Days of Thunder is the soundtrack from the film of the same name, released in 1990 in the US by DGC Records, in Japan by CBS/Sony and internationally by Epic Records.

Background
"The Last Note of Freedom" was co-written by Hans Zimmer, Billy Idol and David Coverdale. 

Maria McKee's "Show Me Heaven" was released as a single alongside the movie and reached number one in the music charts of the UK, Belgium, the Netherlands and Norway.

The album is also notable for the inclusion of Guns N' Roses' cover of Bob Dylan's "Knockin' on Heaven's Door", a year before the song was released with a slightly different mix on the 1991 album Use Your Illusion II. The version recorded for the soundtrack featured these spoken word responses in the second verse, which are omitted from the later album recording:

Mama put my guns in the ground (It's wasn't their fault)
I can't shoot them anymore (How were they even supposed to know?)
That cold black cloud is coming down (All things can be healed in time)
Feels like I'm knockin' on Heaven's door (Why, why do which you're doing?)

The Cher song "Trail of Broken Hearts" was released as a B-side on the single "Love And Understanding" and belongs to the recording sessions of her 1989 album Heart of Stone. 

The song "Gimme Some Lovin'" is credited to Terry Reid, but the version in the movie is actually from The Spencer Davis Group.  "Gimme Some Lovin'" also featured on Reid's 1991 solo album, The Driver, along with an alternate version of "The Last Note of Freedom" with different lyrics, titled "The Driver (Part 2)".

Track listing
Side one
"The Last Note of Freedom" - David Coverdale
"Deal for Life" - John Waite
"Break Through the Barrier" - Tina Turner
"Hearts in Trouble" - Chicago
"Trail of Broken Hearts" - Cher
Side two
"Knockin' on Heaven's Door" - Guns N' Roses
"You Gotta Love Someone" - Elton John
"Show Me Heaven" - Maria McKee
"Thunder Box" - Apollo Smile
"Long Live the Night" - Joan Jett & The Blackhearts
"Gimme Some Lovin'" - Terry Reid (Spencer Davis Group version appears in movie)

Charts

Days of Thunder (score)

The film score to Days of Thunder was composed by Hans Zimmer and featured Jeff Beck on guitar. While bootlegs were available for years, an official album containing the score was not released until 2013, when La-La Land Records released the film's score, with bonus tracks, for the first time.

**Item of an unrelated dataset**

PR #7335, opened 2026-06-02
fix: Invalid `changes()` Count When CDC Is Enabled

### LINKED ISSUE #7329: Invalid `changes()` Count When CDC Is Enabled
## Description

Turso reports an incorrect `changes()` count when Change Data Capture is enabled.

While looking back at the film's production, Zimmer said, “It was complete insanity, but again because it was [director Tony Scott] he’d just keep it recklessly fun.” Zimmer elaborated on this by explaining how the film's production was behind schedule and what originally was a day trip to meet with producers in Daytona turned into a three-month composing gig done inside a studio built within a warehouse.

Track listing
"Days of Thunder (Main Title)" (3:08)
"Rowdy Drives/Who Is This Driver?" (02:06)
"Let Me Drive/Cole Drives Rowdy's Car" (02:26)
"Car Building" (02:05)
"Darlington - Cole Wins" (04:47)
"You're Home/Daytona Race/The Crash" (03:29)
"The Hospital" (02:20)
"Wheelchair Race" (00:37)
"Rental Car Race" (03:50)
"Claire Arrives at her Apartment" (01:55)
"Physical Kiss" (01:05)
"Cole Blows His Engine" (01:10)
"Wheeler/Cole Smashes" (02:25)
"Cole at the Laundry/Cole Agrees to Drive Rowdy's Car" (02:11)
"Cole and Harry Fight/Harry Talks to Car" (02:52)
"Cole in Truck/Pre-Race" (03:52)
"The Last Race" (10:20)
"The Last Note of Freedom" (04:57) - David Coverdale
"The Hospital (Alternate)" (02:21)
"Wheelchair Race (Alternate)" (00:38)
"Claire Arrives at her Apartment (Alternate Ending)" (01:53)
"Cole Blows His Engine (Alternate) (01:12)
"Pre-Race (Alternate Mix)" (02:25)
"Days of Thunder (Main Title) (Rock Arrangement)" (04:59)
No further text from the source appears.